La PTIA correspond à une situation d’invalidité particulièrement grave, souvent associée à l’impossibilité définitive d’exercer une activité et à la nécessité d’une assistance pour les actes ordinaires de la vie. La définition exacte, l’âge limite et la reconnaissance par l’assureur doivent être vérifiés.
Pour un couple assuré à 50 % chacun, le décès de l’un ne rembourse en principe que la moitié du capital couvert. Une répartition à 100 % par tête renforce la protection, mais augmente généralement la cotisation.
ITT, IPT et IPP : protéger la capacité de remboursement
L’incapacité temporaire totale de travail vise une période pendant laquelle l’assuré ne peut plus exercer son activité. Le contrat peut retenir la profession effectivement exercée ou toute profession compatible, ce qui modifie fortement la possibilité d’être indemnisé.
L’invalidité permanente totale ou partielle repose sur un taux déterminé à partir d’un barème fonctionnel, professionnel ou croisé. Les seuils, la méthode de calcul et la possibilité d’une contre-expertise doivent être lus avant l’adhésion.
La prise en charge peut être forfaitaire, c’est-à-dire fondée sur l’échéance assurée, ou indemnitaire, c’est-à-dire limitée à la perte de revenus après prise en compte d’autres prestations. Cette distinction est essentielle pour les salariés bénéficiant d’une prévoyance ou les indépendants dont les revenus fluctuent.
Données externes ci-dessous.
PR #373, opened 2026-07-07
feat: reject wildcard and range IndexQuery on exact_only fields

### LINKED ISSUE #186: Add proactive validation for unsupported query types on exact_only companion fields
## Context

Compact string indexing modes (`exact_only`, `text_uuid_exactonly`, `text_uuid_strip`, `text_custom_exactonly`, `text_custom_strip`) store field data differently than standard string fields. In particular, `exact_only` replaces the full string with a U64 xxHash64 hash. This means certain query operations are semantically meaningless or will produce wrong/confusing results.

**Executors are NOT at risk** — Spark's `TaskRunner` catches all non-fatal exceptions, and tantivy4java's JNI layer converts Rust panics to Java `RuntimeException`. Tasks fail and are retried, but executors stay alive. The issue is purely about **user experience and resource efficiency**.

## Problem

There is no proactive validation layer to catch unsupported operations on `exact_only` fields before they reach the native tantivy layer. Users get cryptic JNI errors instead of clear, early feedback.

### Affected query paths

| Operation | Current behavior | Desired behavior |
|---|---|---|
| **Range filters** (`>`, `<`, `>=`, `<=`) on `exact_only` | V2 path: `FiltersToQueryConverter` validates field type — `UNSIGNED` not in allowed list → deferred to Spark post-filter. **Safe but accidental** — works because of field type check, not explicit exact_only awareness. | Explicit rejection in `ScanBuilder.isFilterSupported()` with descriptive message |
| **Wildcards via IndexQuery** (e.g., `trace_id indexquery 'abc*'`) | Goes directly to native `parseQuery` on a U64 field → RuntimeException from JNI → task fails, retried `maxFailures` times → job fails with cryptic error | Validate in the IndexQuery filter path; return clear error: "Wildcard queries are not supported on exact_only fields" |
| **Range via IndexQuery** (e.g., `trace_id indexquery '[a TO z]'`) | Same as above — native layer receives range on U64 → meaningless hash comparison or error | Same — clear error message |
| **EqualTo on `exact_only`** | Pushed down via `supportsExactMatchPushdown()` → works correctly via hash-based matching | No change needed — this is the intended use case |

### Resource waste

When an unsupported query reaches the native layer and fails:
1. Task fails with RuntimeException
2. Spark retries up to `spark.task.maxFailures` times (default: 4)
3. All retries fail identically
4. Job fails after exhausting retries
5. Error message is a raw JNI exception stack trace, not actionable

### 1. `ScanBuilder` — reject unsupported Spark filters early

In `IndexTables4SparkScanBuilder.isFilterSupported()`, add checks for `exact_only` fields:

```scala
case GreaterThan(attribute, _)        => !isExactOnlyField(attribute)
case GreaterThanOrEqual(attribute, _) => !isExactOnlyField(attribute)
case LessThan(attribute, _)           => !isExactOnlyField(attribute)
case LessThanOrEqual(attribute, _)    => !isExactOnlyField(attribute)
```

This cleanly defers unsupported filters to Spark post-filtering with no error.

### 2. `IndexingModes` — add query compatibility methods

```scala
def supportsRangeQuery(mode: String): Boolean = {
  !isCompactStringMode(mode)  // No compact mode supports range queries
}

def supportsWildcardQuery(mode: String): Boolean = {
  val lower = mode.toLowerCase
  lower != "exact_only"  // text_* modes support wildcards on the stripped text
}
```

### 3. IndexQuery path — validate before native call (nice-to-have)

In the IndexQuery filter evaluation, detect unsupported query patterns on exact_only fields and return a descriptive `IndexQueryParseException` instead of letting the native layer fail. This is harder because the query text is opaque until parsed, but a best-effort check for common patterns (`*`, `?`, `[... TO ...]`) would cover the majority of cases.

## Files likely affected

- `IndexTables4SparkScanBuilder.scala` — `isFilterSupported()` 
- `IndexingModes.scala` — new `supportsRangeQuery()`, `supportsWildcardQuery()`
- `FiltersToQueryConverter.scala` — optional early logging/rejection for exact_only fields

## Test plan

- Verify range filter on `exact_only` field is deferred to Spark (not pushed down)
- Verify wildcard IndexQuery on `exact_only` field returns clear error
- Verify EqualTo on `exact_only` field still works (regression)
- Verify range/wildcard on `text_*` fields still work on the text portion

visit2rahul:
exact_only fields store values as U64 xxHash64 hashes. A wildcard or
range IndexQuery on such a field -- e.g. `trace_id indexquery 'abc*'` --
passes Spark filter validation, reaches the native Tantivy layer, fails,
and then retries up to four times before the job aborts with a raw JNI
stack trace.

This adds validateIndexQueryOnExactOnlyField() to FiltersToQueryConverter.
The check fires across all five IndexQuery handler paths before parseQuery
is called. If the field is UNSIGNED (exact_only) and the query string
contains a wildcard (* ?) or range ([ TO ] / { TO }) pattern, it throws
IndexQueryParseException with a message that names the field and explains
why the operation is not supported.

Two new integration tests in CompanionCompactStringTest cover the wildcard
and range cases on an exact_only companion field.

Closes #186 (remaining nice-to-have: IndexQuery path validation).

### DIFF
--- a/src/main/scala/io/indextables/spark/core/FiltersToQueryConverter.scala
+++ b/src/main/scala/io/indextables/spark/core/FiltersToQueryConverter.scala
@@ -1185,6 +1185,7 @@ object FiltersToQueryConverter {
       // Note: Field validation happens earlier in isMixedFilterValidForSchema
       case indexQuery: IndexQueryFilter =>
         queryLog(s"Converting custom IndexQueryFilter: ${indexQuery.columnName} indexquery '${indexQuery.queryString}'")
+        validateIndexQueryOnExactOnlyField(indexQuery.columnName, indexQuery.queryString, schema)
 
         // Use parseQuery with the specified field
         val fieldNames = List(indexQuery.columnName).asJava
@@ -1245,6 +1246,7 @@ object FiltersToQueryConverter {
     filter match {
       case MixedIndexQuery(indexQueryFilter) =>
         queryLog(s"MixedBooleanFilter->Query: Converting MixedIndexQuery: ${indexQueryFilter.columnName} indexquery '${indexQueryFilter.queryString}'")
+        validateIndexQueryOnExactOnlyField(indexQueryFilter.columnName, indexQueryFilter.queryString, schema)
         val fieldNames = List(indexQueryFilter.columnName).asJava
         withTemporaryIndex(schema) { index =>
           try
@@ -1318,6 +1320,36 @@ object FiltersToQueryConverter {
         logger.warn(s"Could not determine field type for '$fieldName', defaulting to TEXT: ${e.getMessage}")
         FieldType.TEXT
     }
+
+  /**
+   * Reject wildcard and range patterns on exact_only fields before the native layer is called.
+   * exact_only stores values as U64 hashes so only exact match is meaningful -- wildcard and range
+   * queries produce meaningless results or cryptic JNI errors after exhausting task retries.
+   * Best-effort: checks for common patterns (* ? and [ TO ]).
+   */
+  private def validateIndexQueryOnExactOnlyField(
+    columnName: String,
+    queryString: String,
+    schema: Schema
+  ): Unit = {
+    if (getFieldType(schema, columnName) != FieldType.UNSIGNED) return
+
+    val trimmed     = queryString.trim
+    val hasWildcard = trimmed.contains("*") || trimmed.contains("?")
+    val hasRange    = (trimmed.contains("[") || trimmed.contains("{")) && trimmed.toUpperCase.contains(" TO ")
+
+    if (hasWildcard || hasRange) {
+      val kind = if (hasWildcard) "Wildcard" else "Range"
+      throw new IndexQueryParseException(
+        queryString,
+        Some(columnName),
+        new UnsupportedOperationException(
+          s"$kind queries are not supported on exact_only field '$columnName': " +
+            "values are stored as U64 hashes, only exact match (EqualTo) is meaningful."
+        )
+      )
+    }
+  }
 
   /** Check if a field type is numeric (should use range queries instead of term queries for equality) */
   private def isNumericFieldType(fieldType: FieldType): Boolean =
@@ -1957,7 +1989,7 @@ object FiltersToQueryConverter {
         // Parse the custom IndexQuery using the split searcher with field-specific parsing
         // Note: Field validation happens earlier in isMixedFilterValidForSchema
         // Note: Driver-side validation should have already caught syntax errors
-        //
+        validateIndexQueryOnExactOnlyField(columnName, queryString, schema)
         // Transform leading wildcard queries (e.g., *Configuration) to use explicit field syntax
         // (e.g., columnName:*Configuration) which Tantivy's wildcard query builder supports
         val transformedQuery = transformLeadingWildcardQuery(queryString, columnName)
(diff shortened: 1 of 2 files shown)


visit2rahul:
@schenksj just checking, if anything needed on this one, before it moves forward?

schenksj (changes requested):
Thanks for tackling this — the cryptic post-retry JNI failure on `exact_only` fields is a genuinely bad experience and it's good to see it getting attention. I'd like to suggest a different home for the fix, though, because I think most of it already exists one layer down.

**The guard is already in tantivy4java.** `native/src/parquet_companion/hash_field_rewriter.rs:623-641` — `rewrite_string_indexing_node` walks the materialized QueryAst and, for any node whose field has `StringIndexingMode::ExactOnly`, bails with `Cannot use {wildcard|regex|phrase_prefix} query on exact_only field '{field}'`. It's wired into both search paths (`jni_search.rs:371`, `async_impl.rs:529`), recurses through `bool` clauses and `boost` wrappers, and keys off the manifest's per-field `string_indexing_modes`.

**The one real gap is `range`.** That node type isn't in the block list, so it falls through `_ => Ok(false)` and reaches the u64 field — which is exactly the failure this PR is chasing. I think the whole bug closes with ~3 lines: add `"range"` to the `"wildcard" | "regex" | "phrase_prefix"` match arm, plus a unit test next to the existing `test_wildcard_on_exact_only_returns_error`. Worth checking `term_set` while you're there.

**Why the native layer is the better home** — the string-based check here runs into a few things the AST-level check gets for free:

1. **`FiltersToQueryConverter.scala:1337`** — `trimmed.contains("*") || trimmed.contains("?")` inspects the raw query text with no escape or quoting awareness. `url indexquery '"/search?q=cat"'` and `id indexquery 'abc\*'` (escaped literal asterisk) are exact lookups that don't parse as wildcards, and there's no escape hatch, so they become unqueryable.
2. **`:1338`** — `(contains("[") || contains("{")) && toUpperCase.contains(" TO ")` matches the English word "to": `msg indexquery '"[ERROR] failed to connect"'` gets rejected as a range query.
3. **`:1327`** — keying on `IndexQueryFilter.columnName` misses the field-qualified and all-fields shapes, so `* indexquery 'trace_id:abc*'`, `indexqueryall`, and `some_text indexquery 'trace_id:[a TO z]'` still hit the original cryptic error — the issue stays open for those. Inversely, `trace_id indexquery 'other_text:foo*'` is rejected even though the wildcard targets a different, tokenized field.
4. Fixing it natively also covers Java/JNI callers, the Iceberg integration, and direct `parseQuery` — not just these five call sites. And `text_*_exactonly` needs the same treatment, which only the native side has the regexes for.

**One thing that does belong on the Spark side**, and is worth a separate PR: fast failure. All five new call sites run per-partition on executors, so the query still burns four task retries and surfaces as a wrapped `SparkException` — better inner message, same outer shape. `IndexTables4SparkScanBuilder.validateIndexQueryFilters` already builds a real `Schema` via `Schema.fromDocMappingJson` and would fail on the driver; the check there should parse to AST rather than pattern-match the string. Side note: that validator's `case other => skip` never reaches `IndexQueryV2Filter`, which is the temp-view path both new tests use — probably why they observe the executor-side message.

The `UNSIGNED == exact_only` equivalence is consistent with the existing range-filter guards (lines 909/922/934/946, 1630/1671/1746/1821), so no concern there.

**Suggested path:** keep the two tests (they're good regression coverage and should pass unchanged once the native fix lands), move the enforcement to `hash_field_rewriter.rs`, and split the driver-side pre-flight into its own change. Happy to be talked out of any of this if there's context I'm missing about why the Scala layer needs its own copy.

- Profession exercée ou toute profession
- Barème fonctionnel et professionnel
- Prestation forfaitaire ou indemnitaire
- Maintien de la couverture en reprise partielle
Franchise, carence et durée d’indemnisation
La franchise est le délai qui suit le sinistre avant le début de l’indemnisation. Une franchise de 30, 60, 90 ou 180 jours peut produire un écart majeur de reste à charge, particulièrement lorsque le foyer dispose de peu d’épargne de précaution.
Le délai de carence court à partir de la prise d’effet du contrat et exclut temporairement certaines garanties. Il faut le distinguer de la franchise et vérifier les exceptions prévues, notamment en cas d’accident.
Certaines prestations sont limitées dans le temps ou cessent à un âge déterminé. Il convient de vérifier la durée maximale par sinistre, les rechutes, la reprise progressive et les conséquences d’une nouvelle interruption de travail.
Exclusions générales et exclusions particulières
Les exclusions générales figurent dans les conditions du contrat : actes intentionnels, certains conflits, pratiques dangereuses, sports ou séjours dans des zones déterminées. Les exclusions particulières sont liées au profil de l’assuré et apparaissent dans les conditions personnelles.
Les affections dorsales et psychiques font souvent l’objet de conditions spécifiques : hospitalisation, durée minimale, suivi spécialisé ou option de rachat. Une clause courte peut avoir des conséquences considérables pour les professions exposées au stress ou aux troubles musculo-squelettiques.
Une exclusion doit être comprise avant l’adhésion. Lorsque plusieurs offres sont disponibles, comparez la possibilité de rachat, son coût et la différence de protection obtenue.
Construire une quotité cohérente
La quotité représente la part du capital couverte pour chaque assuré. Pour un emprunteur seul, elle est habituellement de 100 %. Pour deux emprunteurs, le total doit respecter l’exigence du prêteur et peut aller de 100 % à 200 %.
Une répartition 50/50 réduit souvent le coût mais ne protège que la moitié du capital au décès de l’un. Une répartition 70/30 peut suivre les revenus, tandis qu’une couverture 100/100 vise à rembourser la totalité du capital au premier décès ou selon les conditions du contrat.
La décision doit intégrer les revenus, les charges, la garde des enfants, l’épargne disponible, la prévoyance professionnelle et la capacité du survivant à conserver le bien. Elle mérite d’être réévaluée après une évolution familiale ou professionnelle.